- Gerald Davis dressed as Leopold Bloom
- Born: 1938 Dublin, Ireland
- Died: 2005 (aged 66–67)
- Known for: painter, Wrtiter

= Gerald Davis (Irish artist) =

Gerald Davis (1938 - 2005) was one of Ireland's leading semi-abstract artists. He was also an art gallery owner, critic, and Joycean scholar. He was a prominent member of the Jewish community in Ireland. He wrote for Irish national newspapers and broadcast on radio and television, where he reported on the arts and Irish Jewish life.

==Career==
Davis' grandparents were Lithuanian Jews. His grandfather came to Ireland in the 1880s. Davis was born in Dublin in 1938, the only child of Sydney and Doris Davis. His family owned a business on Capel Street. Davis had his first solo show in 1962. He had more than 150 solo exhibitions, and his work was also shown in major group exhibitions. His paintings are in many important public and private exhibitions. The Arts Council of Ireland awarded him with a Douglas Hyde Gold Medal for historical painting in 1977.

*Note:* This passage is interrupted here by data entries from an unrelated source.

PR #1039, opened 2016-10-17
Avoid NFV reconfigure when nothing has changed

wingo:
[Note: this PR originally contained two unrelated changes and was edited to contain just one.  What follows is the original PR note.  See https://github.com/snabbco/snabb/pull/1039#issuecomment-254790578 for the update.]

Two changes in this PR from downstream `lwaftr` branch: one to add the "warning" ingress drop monitor to the NFV.  This will simply detect drops and print out a warning to the console when many drops are detected.  The second avoids calling `reconfigure` when the configuration hasn't actually changed.  The former helps us track down which part of a system is slow, and the latter is a minor perf improvement. I'll push to my `optimize` branch to see what hydra thinks.

### DIFF
--- a/src/program/snabbnfv/traffic/traffic.lua
+++ b/src/program/snabbnfv/traffic/traffic.lua
@@ -83,19 +83,22 @@ function long_usage () return usage end
 function traffic (pciaddr, confpath, sockpath)
    engine.log = true
    local mtime = 0
-   if C.stat_mtime(confpath) == 0 then
-      print(("WARNING: File '%s' does not exist."):format(confpath))
+   local needs_reconfigure = true
+   function check_for_reconfigure()
+      needs_reconfigure = C.stat_mtime(confpath) ~= mtime
    end
+   timer.activate(timer.new("reconf", check_for_reconfigure, 1e9, 'repeating'))
+   -- Flush logs every second.
+   timer.activate(timer.new("flush", io.flush, 1e9, 'repeating'))
    while true do
-      local mtime2 = C.stat_mtime(confpath)
-      if mtime2 ~= mtime then
-         print("Loading " .. confpath)
-         engine.configure(nfvconfig.load(confpath, pciaddr, sockpath))
-         mtime = mtime2
+      needs_reconfigure = false
+      print("Loading " .. confpath)
+      mtime = C.stat_mtime(confpath)
+      if mtime == 0 then
+         print(("WARNING: File '%s' does not exist."):format(confpath))
       end
-      engine.main({duration=1, no_report=true})
-      -- Flush buffered log messages every 1s
-      io.flush()
+      engine.configure(nfvconfig.load(confpath, pciaddr, sockpath))
+      engine.main({done=function() return needs_reconfigure end})
    end
 end
 


wingo:
hydra: https://hydra.snabb.co/build/685340

lukego:
Great! I am becoming very interested in these JIT flushing heuristics lately :).

wingo:
No idea why there are new hydra failures here; will look into it I guess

In 1970 Davis opened his own art gallery in Capel Street, where he pioneered young Irish artists and craft-workers, several of whom went on to become Ireland's leading artists. The gallery showed new and established artists, ceramic, textiles, painting and sculpture. Well-known artists who had their early shows in the Davis Gallery include Charlie Harper, John Kelly, Edward Delaney, John Devlin, and Martin Gale. Cearbhall Ó Dálaigh opened the gallery's first exhibition, which showed drawings by Edward Delaney. In 1995 President Mary Robinson opened a twenty-fifth anniversary exhibition of work by 25 artists.

In Dublin, Davis was well known for masquerading as Leopold Bloom, the main character of Ulysses, and leading Bloomsday parades. In 1977 Davis created an exhibition based on Ulysses called "Paintings for Bloomsday". The exhibition opened on Bloomsday, 16 June, in a gallery located on Howth Head, the setting of the soliloquy that ends Ulysses. Davis dressed as Leopold Bloom in an Edwardian suit and bowler hat in order to publicise and celebrate the event. His appearance caught the attention of the media. After this, Davis appeared as Leopold Bloom at other Bloomsdays and at events in other countries.

Davis was also a strong supporter of young musicians. He founded his own record company, LIVIA Records, in the late 1970s. He produced albums for many of the most distinguished Irish jazz musicians, poets, and actors. Davis lectured on Irish art and literature in Australia, Europe and the US, focusing on James Joyce and Samuel Beckett.

==Death==
Davis was diagnosed with laryngeal cancer in 2003 and died in 2005.